## Lec #19: JL etc.

So two things that we wanted to check during lecture today, and some notes:

• If ${X_i}$ is sub-Gaussian with parameter ${c_i}$, and they are independent, then ${\sum a_i X_i}$ is indeed sub-Gaussian with parameter ${\sqrt{ \sum_i a_i^2 c_i^2 }}$, as claimed. Basically, just use the MGF definition to show this. And note the analogy to Gaussians, where ${c_i}$ should be the standard deviation, and not the variance.
• I got the sub-exponential equivalence slightly wrong. The MGF-based definition: there exist parameters ${(\nu, b)}$ such that

$\displaystyle \mathbb{E}[ e^{t(W - \mathbb{E}[W])} ] \leq exp( \nu^2 t^2/2) \qquad \forall |t| \le 1/b.$

This is equivalent to there existing some other constants ${c_1, c_2}$ such that

$\displaystyle \Pr[ |W - \mathbb{E}[W]| \geq \lambda ] \leq c_1 e^{- c_2 t}.$

See Theorem~2.2 here for a proof. (Thanks for pointing out that mistake, Tom!)

• For compressive sensing, there are a million resources online. E.g., here’s Terry Tao on the topic.
• I should have emphasized: the blood testing example we talked about was the simple case where you were guaranteed that the ${x}$ vector was ${1}$-sparse. I.e., there is exactly one person with the disease among a population of ${D}$ people.
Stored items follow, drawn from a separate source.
Issue #346, opened 2016-12-31
Can't locate type 'UpgradeManagerInfo'


cookgreen:
`Exception of type `System.InvalidOperationException`: Cannot locate type: UpgradeManagerInfo`

MustaphaTR:
Upgrades are removed and replaced by conditions on upstream. RA2 mod has not upgraded for it yet.

cookgreen:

Then the binary search strategy we did used ${\log_2 D}$ linear tests, which is optimal. (To clarify, for each ${i}$, the ${i^{th}}$ test combines together the samples for all people whose index has a ${1}$ in the ${i^{th}}$ place and tests this combination. Now construct a ${\log_2 D}$-bit vector with a ${1}$ in the ${i^{th}}$ position precisely if the ${i^{th}}$ test came up positive: this is the index of the person with the infection.

Note this is a non-adaptive strategy: we can write down all the tests up-front, and can read off the answer from their results. This is opposed to an adaptive strategy that would look at the answers to previous tests to decide which sets to test next.

What about the case where there are exactly two people infected? The same strategy does not work. In fact, since there are ${\binom{n}{2}}$ answers and each answer gives us ${1}$ bit each time, we must perform at least ${\log_2 \binom{n}{2}}$ tests. Any thoughts on how to do this? An adaptive strategy that uses ${2 \log_2 n}$ tests is easy: can you get a non-adaptive strategy? Using randomness?